Are the Hybrids Safe Houseguests?
Whenever you hear “brain implant,” your next thought should probably be “No, thanks.” For some patients, however, no is not an option.
In the short term, the team monitored mice that received cell–electronics hybrids for basic health measures: weight, water intake, blood counts, liver and kidney chemistry, and behavior. In open-field tests of locomotion and “novel object recognition” tasks that probe memory, animals with hybrids behaved much like controls.
Using whole-body fluorescence imaging, they tracked the hybrids’ clearance from the body. Within about 10 days, the fluorescent signal dropped back to baseline and ex vivo imaging of major organs suggested the hybrids had been cleared, at least at a detectable level. So it seems to be safe.
When SWEDs were injected directly into the brain (without cells) to study any chronic tissue response, they tended to stick around. Over a six-month period, the number and area occupied by SWEDs in brain tissue stayed relatively constant.
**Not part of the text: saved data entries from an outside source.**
PR #20785, opened 2023-02-09
File-Find - set up tempdir early and test that we could chdir to it

demerphq:
If for some reason we die very early in the test script the cleanup() function would get called before we had set up $test_root_dir or $test_temp_dir. This then lead to further errors being generated by trying to chdir into an undefined directory. This patch ensures that the various setup behavior worked correctly, and that if it does not that we have some clear diagnostics about it.

### DIFF
--- a/ext/File-Find/t/taint.t
+++ b/ext/File-Find/t/taint.t
@@ -28,6 +28,7 @@ use Testing qw(
     symlink_ok
     dir_path
     file_path
+    _cleanup_start
 );
 use Errno ();
 use Config;
@@ -36,7 +37,7 @@ use File::Temp qw(tempdir);
 BEGIN {
     plan(
         ${^TAINT}
-        ? (tests => 45)
+        ? (tests => 48)
         : (skip_all => "A perl without taint support")
     );
 }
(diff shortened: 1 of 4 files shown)


ext/File-Find/t/taint.t
```diff
@@ -87,22 +98,37 @@ is($found, 1, 'taint.t found once again');
...
-    $test_root_dir = $1;
-} else {
-    die "Failed to untaint root dir of test";
+my $chdir_error = "";
+chdir($test_temp_dir)
+    or $chdir_error= "Failed to chdir to '$test_temp_dir': $!";
+is($chdir_error,"","chdir to temp dir '$test_temp_dir' successful")
+    or die $chdir_error;
+
+sub _something_wrong {
```
jkeenan: sub `_something_wrong()` appears to be defined in each of two test files.  Could it be moved to `t/lib/Testing.pm` instead?

demerphq: Thanks. Good suggestion. Done. :-)

demerphq: And actually I went a step further and moved the identical code from both into Testing.pm as well. Good catch.

atoomic (approved):

PR #20786, opened 2023-02-09
Add examples and clarify wording for `ucfirst()` docs

scottchiefbaker:


pod/perlfunc.pod
```diff
@@ -9611,17 +9611,21 @@ X<ucfirst> X<uppercase>
...
-If EXPR is omitted, uses L<C<$_>|perlvar/$_>.
+    my $str = ucfirst("hello world!"); # "Hello world!"
 
 This function behaves the same way under various pragmas, such as in a locale,
 as L<C<lc>|/lc EXPR> does.
 
+B<Note:> This is the internal function implementing the C<\u> escape in
+double-quoted strings.
+
+    my $str = "\uperl\E is great"; # "Perl is great"
```
atoomic, line 9627: excellent!

pod/perlfunc.pod
```diff
@@ -9611,17 +9611,23 @@ X<ucfirst> X<uppercase>
...
 =item ucfirst
 
-=for Pod::Functions return a string with just the next letter in upper case
+=for Pod::Functions return a string with the first letter in upper case
 
-Returns the value of EXPR with the first character in uppercase
-(titlecase in Unicode).  This is the internal function implementing
-the C<\u> escape in double-quoted strings.
+Returns the value of EXPR with the B<first> character in uppercase
+(titlecase in Unicode).
```
khwilliamson: How about

"Unicode calls this "titlecase"

khwilliamson (approved):

pod/perlfunc.pod
scottchiefbaker: That wording is definitely better. I updated the PR.

Do we **really** even need that clarification? I've never heard of titlecase before looking at these docs.

khwilliamson:
I do think we need to educate people with regard to Unicode speak; or for those who already do know it, to point out what we do that conforms to it.

pod/perlfunc.pod
demerphq: Afaik we do. Uppercase as term doesn't make sense in all scripts, some don't have an upper/lower distintiction, but do have a "titlecase" that is used to distinguish headings and titles from normal script. It's a bit like English and grammar, English grammar is fairly simple compared to Greek or German or what not, so it's not a great model to understand language constructs. Same goes for scripts, the English alphabrt has relatively few characters and relatively simple rules. Other scripts are much more complex, Arabic for instance. Hence unicode uses a more complex set of terms than western speakers are used to. "Foldcase" for instance is the correct way to normalize text for case insensitive comparisons which should work for any script (but turkish - for annoying historical reasons), whereas in English you can uppercase or lowercase everything to do the same task. Do that to Arabic and it doesn't work out correctly. Another example comes from Germanic languages, \xDF (latin-sharp-ess) matches "ss" case insensitively, but the uppercase of "s" is "S", and the lowercase of "S" is "s", and these days \xDF has its own uppercase (iirc used in Austrian German but not in Hochdeutsche). Anything that involves humans is messy. English is greatly simplified due to its relatively recent (500 years or so) historical origin as a patois of Norman French and Old Saxon. Most languages that originate as pidgin/patois are relatively simple compared to their donor languages.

Yet histological staining didn’t reveal obvious tissue damage around them.
On one hand, you might want your implants to persist for years to treat chronic diseases. On the other, you’d like options for making them go away once their job is done. In the discussion, the authors suggest future versions could be built from biodegradable materials, or attached to cells with linkers that fall apart over time or in response to a specific cue — like a particular light wavelength, pH environment, or enzyme.
What Does the Future Look Like?
Sarkar has suggested that the technology “holds the potential to make therapeutic brain implants accessible to all by eliminating the need for surgery.” Through an MIT spin-off called Cahira Technologies, she and colleagues aim to move Circulatronics into clinical trials within a few years, with an eye toward conditions like brain cancer, Alzheimer’s disease, chronic pain, and even deadly brainstem tumors that are currently inoperable.
If this sounds exhilarating and unnerving at the same time, that’s because it is. Imagine a world where a teenager with drug-resistant epilepsy, or an older adult with severe depression, could receive a programmable, deeply targeted neural therapy without risking open-skull surgery.
Because SWEDs are controlled by light, stimulation protocols could be adjusted over time — much like current deep-brain stimulators, but without a battery pack under the skin or wires tunneled through the neck. In principle, a single injection could scatter thousands of tiny stimulators across a diseased network, taking on shapes that match each person’s unique anatomy and pathology.
But the unnerving questions shouldn’t be ignored. Who decides where these hybrids are allowed to travel? In the mouse experiments, inflammation is deliberately created in one spot; in a human brain riddled with multiple lesions or smoldering inflammation, the immune system’s roadmap may be more chaotic. What if hybrids lodge in places you didn’t plan for?
A New Approach to Implants
For now, Circulatronics lives in a narrow world: a Nature Biotechnology paper and a lot of excited speculation.
But it also represents a subtle shift in how we imagine our own bodies.
So far, we’ve been used to implants that were rigid, localized things. We have metal rods in spines, titanium in knees, electrodes anchored in brain tissue. You could point to where the implant was. You could take an X-ray and see its silhouette.
The Circulatronics vision is different. It imagines implants as distributed systems: swarms of microscopic devices that ride on cells, spread through tissues, and only become “visible” when they suddenly light up neurons in response to an external signal.
Whether that future ever comes to pass will depend on a mountain of follow-up work: scaling up from mice to larger brains, dialing in safety, handling chronic use, navigating regulatory pathways, and answering hard ethical questions about consent and control.